Exercise:
Look through the entries below and report every line that has "another".

(Material provided)

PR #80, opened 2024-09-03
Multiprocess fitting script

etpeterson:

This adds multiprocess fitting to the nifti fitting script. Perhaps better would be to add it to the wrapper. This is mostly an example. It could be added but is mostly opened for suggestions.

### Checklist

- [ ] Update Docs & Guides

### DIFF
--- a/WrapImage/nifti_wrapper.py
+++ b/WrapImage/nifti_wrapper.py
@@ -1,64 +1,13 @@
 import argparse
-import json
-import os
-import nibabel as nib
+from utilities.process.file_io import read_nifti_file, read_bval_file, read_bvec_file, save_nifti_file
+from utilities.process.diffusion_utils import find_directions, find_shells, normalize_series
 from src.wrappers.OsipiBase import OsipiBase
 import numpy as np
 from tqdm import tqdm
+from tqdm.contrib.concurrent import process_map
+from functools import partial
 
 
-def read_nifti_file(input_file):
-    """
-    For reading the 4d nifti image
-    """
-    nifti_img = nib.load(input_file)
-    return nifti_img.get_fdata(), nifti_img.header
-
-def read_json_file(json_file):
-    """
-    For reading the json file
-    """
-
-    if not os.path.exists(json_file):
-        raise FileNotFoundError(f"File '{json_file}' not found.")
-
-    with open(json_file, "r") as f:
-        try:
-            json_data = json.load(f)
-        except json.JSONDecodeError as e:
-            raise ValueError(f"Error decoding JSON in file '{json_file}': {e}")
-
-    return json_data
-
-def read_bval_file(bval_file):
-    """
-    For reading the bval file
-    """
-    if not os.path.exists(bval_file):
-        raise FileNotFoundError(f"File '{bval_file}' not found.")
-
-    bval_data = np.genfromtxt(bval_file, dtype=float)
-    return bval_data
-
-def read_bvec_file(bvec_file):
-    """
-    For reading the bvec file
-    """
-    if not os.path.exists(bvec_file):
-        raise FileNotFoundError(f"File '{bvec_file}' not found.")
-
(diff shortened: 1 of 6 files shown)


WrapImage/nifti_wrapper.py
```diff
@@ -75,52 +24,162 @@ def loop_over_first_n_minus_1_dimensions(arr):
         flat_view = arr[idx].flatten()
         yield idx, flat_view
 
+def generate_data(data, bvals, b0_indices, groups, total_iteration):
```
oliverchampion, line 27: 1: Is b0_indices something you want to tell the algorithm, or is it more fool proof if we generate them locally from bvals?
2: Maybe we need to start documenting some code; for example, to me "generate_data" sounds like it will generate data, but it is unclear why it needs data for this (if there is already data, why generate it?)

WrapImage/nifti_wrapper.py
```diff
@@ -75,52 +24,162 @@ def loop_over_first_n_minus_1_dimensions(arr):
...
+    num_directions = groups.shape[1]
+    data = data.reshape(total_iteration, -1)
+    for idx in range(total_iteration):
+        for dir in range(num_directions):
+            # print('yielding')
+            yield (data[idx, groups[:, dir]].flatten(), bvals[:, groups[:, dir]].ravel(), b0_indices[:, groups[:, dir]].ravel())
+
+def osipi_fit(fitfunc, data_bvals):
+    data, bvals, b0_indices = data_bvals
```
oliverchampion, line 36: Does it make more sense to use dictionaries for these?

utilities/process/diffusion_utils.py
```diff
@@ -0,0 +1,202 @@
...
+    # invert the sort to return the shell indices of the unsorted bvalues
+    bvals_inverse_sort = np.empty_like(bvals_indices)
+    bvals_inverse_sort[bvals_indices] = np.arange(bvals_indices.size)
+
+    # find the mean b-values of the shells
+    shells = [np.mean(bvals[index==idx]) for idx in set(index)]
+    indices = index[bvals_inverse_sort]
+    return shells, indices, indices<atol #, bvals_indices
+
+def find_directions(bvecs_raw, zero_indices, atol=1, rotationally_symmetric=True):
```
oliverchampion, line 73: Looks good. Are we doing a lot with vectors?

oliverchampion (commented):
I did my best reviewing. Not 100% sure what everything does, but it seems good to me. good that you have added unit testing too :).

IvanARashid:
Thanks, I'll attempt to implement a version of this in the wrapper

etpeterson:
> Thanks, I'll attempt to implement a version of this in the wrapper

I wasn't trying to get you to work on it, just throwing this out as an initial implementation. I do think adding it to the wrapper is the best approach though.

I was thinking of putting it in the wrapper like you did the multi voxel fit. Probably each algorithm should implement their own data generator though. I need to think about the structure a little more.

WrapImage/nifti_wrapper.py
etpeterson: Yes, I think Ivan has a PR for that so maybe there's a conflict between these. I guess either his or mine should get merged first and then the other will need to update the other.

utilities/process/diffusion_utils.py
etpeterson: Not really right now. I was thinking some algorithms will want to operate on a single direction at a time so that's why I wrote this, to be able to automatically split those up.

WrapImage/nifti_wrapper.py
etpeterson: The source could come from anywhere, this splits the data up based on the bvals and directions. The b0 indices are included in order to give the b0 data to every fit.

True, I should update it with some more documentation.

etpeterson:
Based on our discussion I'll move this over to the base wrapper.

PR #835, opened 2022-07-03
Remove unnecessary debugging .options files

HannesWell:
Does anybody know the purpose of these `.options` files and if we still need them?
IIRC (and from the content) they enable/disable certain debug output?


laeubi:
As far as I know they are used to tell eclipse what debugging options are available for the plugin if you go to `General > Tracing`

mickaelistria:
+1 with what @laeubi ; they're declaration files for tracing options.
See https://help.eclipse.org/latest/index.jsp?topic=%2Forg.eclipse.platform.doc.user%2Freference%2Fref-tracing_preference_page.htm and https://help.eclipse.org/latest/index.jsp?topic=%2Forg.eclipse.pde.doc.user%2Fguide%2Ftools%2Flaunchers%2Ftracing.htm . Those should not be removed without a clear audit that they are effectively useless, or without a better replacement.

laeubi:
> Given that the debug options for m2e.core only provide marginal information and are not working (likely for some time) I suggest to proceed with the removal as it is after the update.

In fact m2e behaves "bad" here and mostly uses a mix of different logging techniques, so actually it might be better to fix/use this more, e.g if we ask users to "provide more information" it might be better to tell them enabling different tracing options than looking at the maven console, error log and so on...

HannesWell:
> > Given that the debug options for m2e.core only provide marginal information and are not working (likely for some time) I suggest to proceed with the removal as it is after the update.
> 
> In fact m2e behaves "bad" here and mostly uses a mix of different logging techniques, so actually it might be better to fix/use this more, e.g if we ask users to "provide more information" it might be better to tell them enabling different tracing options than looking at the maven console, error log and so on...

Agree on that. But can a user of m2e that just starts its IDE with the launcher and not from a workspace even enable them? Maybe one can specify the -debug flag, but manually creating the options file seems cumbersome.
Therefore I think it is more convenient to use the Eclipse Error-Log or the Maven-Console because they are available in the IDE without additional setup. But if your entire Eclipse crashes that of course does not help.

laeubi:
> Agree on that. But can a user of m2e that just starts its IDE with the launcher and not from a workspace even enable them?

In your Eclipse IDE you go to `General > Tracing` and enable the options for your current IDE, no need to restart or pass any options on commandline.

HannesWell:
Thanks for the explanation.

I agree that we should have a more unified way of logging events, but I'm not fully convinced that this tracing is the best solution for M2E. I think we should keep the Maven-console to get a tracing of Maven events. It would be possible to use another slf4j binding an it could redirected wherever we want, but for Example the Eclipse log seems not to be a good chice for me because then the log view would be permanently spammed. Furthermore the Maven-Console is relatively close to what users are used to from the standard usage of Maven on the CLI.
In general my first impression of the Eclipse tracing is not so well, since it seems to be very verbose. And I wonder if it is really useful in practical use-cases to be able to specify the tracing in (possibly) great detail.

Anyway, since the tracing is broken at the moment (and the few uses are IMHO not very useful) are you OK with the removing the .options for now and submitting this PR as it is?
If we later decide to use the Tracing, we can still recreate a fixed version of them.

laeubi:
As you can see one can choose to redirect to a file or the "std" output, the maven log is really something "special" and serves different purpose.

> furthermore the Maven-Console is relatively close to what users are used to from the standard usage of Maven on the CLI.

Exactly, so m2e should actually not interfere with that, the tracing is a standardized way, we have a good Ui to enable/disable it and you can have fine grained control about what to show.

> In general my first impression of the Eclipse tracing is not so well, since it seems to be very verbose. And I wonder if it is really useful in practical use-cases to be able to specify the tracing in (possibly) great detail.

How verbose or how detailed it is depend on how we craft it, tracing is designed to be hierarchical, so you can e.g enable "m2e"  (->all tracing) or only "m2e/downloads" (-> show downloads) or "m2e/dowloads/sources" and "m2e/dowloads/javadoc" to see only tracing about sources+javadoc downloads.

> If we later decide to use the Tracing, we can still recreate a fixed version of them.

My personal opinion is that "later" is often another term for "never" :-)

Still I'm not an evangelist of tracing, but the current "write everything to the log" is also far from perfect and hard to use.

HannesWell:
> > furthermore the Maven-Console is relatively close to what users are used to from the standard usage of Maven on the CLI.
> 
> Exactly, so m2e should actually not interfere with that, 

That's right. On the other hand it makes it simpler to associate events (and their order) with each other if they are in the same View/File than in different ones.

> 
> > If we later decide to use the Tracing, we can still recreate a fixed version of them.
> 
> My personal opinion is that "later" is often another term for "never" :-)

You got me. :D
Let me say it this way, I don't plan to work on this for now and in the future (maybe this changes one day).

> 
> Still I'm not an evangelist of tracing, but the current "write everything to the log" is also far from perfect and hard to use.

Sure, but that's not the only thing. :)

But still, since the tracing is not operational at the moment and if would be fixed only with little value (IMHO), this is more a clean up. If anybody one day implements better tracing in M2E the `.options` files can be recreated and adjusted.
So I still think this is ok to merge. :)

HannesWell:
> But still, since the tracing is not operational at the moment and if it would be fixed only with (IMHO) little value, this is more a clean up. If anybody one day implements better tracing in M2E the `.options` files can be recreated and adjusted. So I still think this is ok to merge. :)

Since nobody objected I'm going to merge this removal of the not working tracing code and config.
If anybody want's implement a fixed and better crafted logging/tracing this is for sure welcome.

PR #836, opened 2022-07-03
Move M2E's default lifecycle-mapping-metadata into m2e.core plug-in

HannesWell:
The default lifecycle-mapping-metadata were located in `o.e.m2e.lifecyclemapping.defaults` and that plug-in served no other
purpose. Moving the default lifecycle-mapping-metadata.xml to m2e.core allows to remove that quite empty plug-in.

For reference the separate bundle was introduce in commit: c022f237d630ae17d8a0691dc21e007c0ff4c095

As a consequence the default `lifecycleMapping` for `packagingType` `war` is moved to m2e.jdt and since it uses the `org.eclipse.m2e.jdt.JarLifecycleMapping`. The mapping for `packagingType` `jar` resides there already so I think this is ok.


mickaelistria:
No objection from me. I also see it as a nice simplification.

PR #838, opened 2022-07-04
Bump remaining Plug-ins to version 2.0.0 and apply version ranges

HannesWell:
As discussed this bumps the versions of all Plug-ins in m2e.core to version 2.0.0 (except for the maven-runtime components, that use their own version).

(End Material provided)

Response to the task:
I agree that we should have a more unified way of logging events, but I'm not fully convinced that this tracing is the best solution for M2E. I think we should keep the Maven-console to get a tracing of Maven events. It would be possible to use another slf4j binding an it could redirected wherever we want, but for Example the Eclipse log seems not to be a good chice for me because then the log view would be permanently spammed. Furthermore the Maven-Console is relatively close to what users are used to from the standard usage of Maven on the CLI.
My personal opinion is that "later" is often another term for "never" :-)
> My personal opinion is that "later" is often another term for "never" :-)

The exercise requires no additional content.